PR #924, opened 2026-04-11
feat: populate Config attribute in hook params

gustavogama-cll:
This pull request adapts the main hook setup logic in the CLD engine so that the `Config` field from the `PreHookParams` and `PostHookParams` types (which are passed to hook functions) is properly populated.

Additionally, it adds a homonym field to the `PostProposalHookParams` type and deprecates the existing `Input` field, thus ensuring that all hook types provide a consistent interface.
━━━━━━━━━━
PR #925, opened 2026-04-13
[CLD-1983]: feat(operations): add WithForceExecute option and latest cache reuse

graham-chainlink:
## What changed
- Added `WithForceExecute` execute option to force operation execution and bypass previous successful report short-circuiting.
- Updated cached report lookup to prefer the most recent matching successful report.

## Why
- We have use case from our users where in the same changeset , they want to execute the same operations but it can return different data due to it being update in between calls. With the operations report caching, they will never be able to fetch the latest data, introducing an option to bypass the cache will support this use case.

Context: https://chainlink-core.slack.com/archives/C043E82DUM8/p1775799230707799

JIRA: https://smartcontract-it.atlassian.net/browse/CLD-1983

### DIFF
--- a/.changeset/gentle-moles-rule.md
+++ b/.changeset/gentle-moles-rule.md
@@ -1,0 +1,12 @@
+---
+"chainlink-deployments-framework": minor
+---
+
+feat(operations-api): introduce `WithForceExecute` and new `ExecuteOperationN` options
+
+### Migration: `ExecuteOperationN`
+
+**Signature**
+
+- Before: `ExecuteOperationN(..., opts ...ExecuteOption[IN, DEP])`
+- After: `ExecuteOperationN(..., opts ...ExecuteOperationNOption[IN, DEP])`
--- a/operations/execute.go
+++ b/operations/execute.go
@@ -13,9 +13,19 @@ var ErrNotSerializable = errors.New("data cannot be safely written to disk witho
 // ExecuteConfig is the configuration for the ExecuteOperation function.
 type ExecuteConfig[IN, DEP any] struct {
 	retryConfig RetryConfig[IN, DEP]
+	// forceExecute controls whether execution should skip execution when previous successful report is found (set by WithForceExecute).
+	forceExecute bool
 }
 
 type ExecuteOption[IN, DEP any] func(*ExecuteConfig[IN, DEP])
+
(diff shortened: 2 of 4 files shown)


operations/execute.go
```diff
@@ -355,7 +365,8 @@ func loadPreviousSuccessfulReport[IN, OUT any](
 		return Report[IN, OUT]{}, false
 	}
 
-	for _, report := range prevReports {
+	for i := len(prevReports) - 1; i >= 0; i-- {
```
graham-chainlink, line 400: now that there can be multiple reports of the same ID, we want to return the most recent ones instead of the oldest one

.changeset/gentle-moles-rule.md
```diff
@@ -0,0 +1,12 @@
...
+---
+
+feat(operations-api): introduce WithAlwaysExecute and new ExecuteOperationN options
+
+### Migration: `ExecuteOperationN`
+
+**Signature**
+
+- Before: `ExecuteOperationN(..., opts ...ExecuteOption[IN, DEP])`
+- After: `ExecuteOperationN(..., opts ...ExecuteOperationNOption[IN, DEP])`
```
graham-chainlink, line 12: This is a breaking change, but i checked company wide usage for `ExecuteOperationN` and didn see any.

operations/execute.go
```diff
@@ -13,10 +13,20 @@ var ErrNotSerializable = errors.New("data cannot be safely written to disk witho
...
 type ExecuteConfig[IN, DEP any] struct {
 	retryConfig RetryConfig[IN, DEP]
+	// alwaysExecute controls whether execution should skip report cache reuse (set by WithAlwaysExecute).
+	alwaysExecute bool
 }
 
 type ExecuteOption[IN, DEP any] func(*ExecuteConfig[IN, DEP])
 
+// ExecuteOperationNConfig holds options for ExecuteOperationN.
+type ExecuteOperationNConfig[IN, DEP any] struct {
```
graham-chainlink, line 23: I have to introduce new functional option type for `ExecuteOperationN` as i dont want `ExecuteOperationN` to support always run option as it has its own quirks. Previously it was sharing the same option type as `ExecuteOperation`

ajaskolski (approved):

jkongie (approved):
━━━━━━━━━━
• _Exercise description_
Determine how many lines in the data above include the word "approved", and state that number only.

• _Task response_
2